DATA RECORDS:
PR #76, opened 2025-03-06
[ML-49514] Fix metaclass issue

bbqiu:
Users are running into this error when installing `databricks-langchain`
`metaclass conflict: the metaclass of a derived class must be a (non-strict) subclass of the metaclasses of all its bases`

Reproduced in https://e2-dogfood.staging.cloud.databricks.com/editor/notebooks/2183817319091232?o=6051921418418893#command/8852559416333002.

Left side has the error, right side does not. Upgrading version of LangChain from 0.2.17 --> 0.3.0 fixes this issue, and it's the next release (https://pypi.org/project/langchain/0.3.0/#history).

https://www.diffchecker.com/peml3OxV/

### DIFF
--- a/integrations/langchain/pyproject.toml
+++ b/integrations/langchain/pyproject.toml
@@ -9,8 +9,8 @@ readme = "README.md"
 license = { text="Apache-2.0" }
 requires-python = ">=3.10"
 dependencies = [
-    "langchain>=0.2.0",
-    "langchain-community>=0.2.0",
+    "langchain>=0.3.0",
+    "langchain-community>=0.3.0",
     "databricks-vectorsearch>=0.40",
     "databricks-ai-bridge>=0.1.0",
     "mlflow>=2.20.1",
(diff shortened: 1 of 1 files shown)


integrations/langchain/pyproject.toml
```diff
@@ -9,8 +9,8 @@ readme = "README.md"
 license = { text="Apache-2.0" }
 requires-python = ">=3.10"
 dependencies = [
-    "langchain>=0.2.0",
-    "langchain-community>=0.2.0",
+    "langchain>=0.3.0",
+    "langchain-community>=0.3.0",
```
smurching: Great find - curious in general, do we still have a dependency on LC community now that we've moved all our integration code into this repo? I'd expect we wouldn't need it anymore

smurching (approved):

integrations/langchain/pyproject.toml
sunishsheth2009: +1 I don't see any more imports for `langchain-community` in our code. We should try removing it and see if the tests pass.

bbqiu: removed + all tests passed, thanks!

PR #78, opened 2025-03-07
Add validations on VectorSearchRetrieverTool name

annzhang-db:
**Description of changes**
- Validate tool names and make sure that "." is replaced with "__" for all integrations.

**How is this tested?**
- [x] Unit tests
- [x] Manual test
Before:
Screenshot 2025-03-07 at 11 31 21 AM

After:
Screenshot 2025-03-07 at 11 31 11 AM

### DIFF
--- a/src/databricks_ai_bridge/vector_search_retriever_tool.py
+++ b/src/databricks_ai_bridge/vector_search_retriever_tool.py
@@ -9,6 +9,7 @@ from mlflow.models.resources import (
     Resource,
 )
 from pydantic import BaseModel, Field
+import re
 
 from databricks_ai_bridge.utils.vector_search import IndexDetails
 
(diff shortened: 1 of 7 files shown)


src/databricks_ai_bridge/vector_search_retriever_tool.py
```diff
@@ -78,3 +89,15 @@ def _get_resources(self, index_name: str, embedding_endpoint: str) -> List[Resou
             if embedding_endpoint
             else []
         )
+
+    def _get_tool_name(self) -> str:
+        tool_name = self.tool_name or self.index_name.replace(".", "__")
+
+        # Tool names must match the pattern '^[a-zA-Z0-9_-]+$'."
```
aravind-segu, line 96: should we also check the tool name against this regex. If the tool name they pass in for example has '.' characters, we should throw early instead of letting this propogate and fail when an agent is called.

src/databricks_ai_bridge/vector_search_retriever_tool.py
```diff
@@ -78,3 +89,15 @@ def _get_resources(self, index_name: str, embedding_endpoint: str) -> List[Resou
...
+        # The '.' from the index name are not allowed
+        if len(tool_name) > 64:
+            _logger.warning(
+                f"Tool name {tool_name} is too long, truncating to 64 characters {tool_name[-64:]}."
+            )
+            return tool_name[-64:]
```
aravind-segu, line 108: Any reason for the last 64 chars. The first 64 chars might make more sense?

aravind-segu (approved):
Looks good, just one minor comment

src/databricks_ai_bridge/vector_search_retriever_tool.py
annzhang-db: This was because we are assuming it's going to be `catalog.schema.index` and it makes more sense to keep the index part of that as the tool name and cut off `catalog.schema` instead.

WHAT IS EXPECTED: How many lines of these records include the word "that"? Only the number should be written.

RESPONSE FOR THIS EXERCISE: 3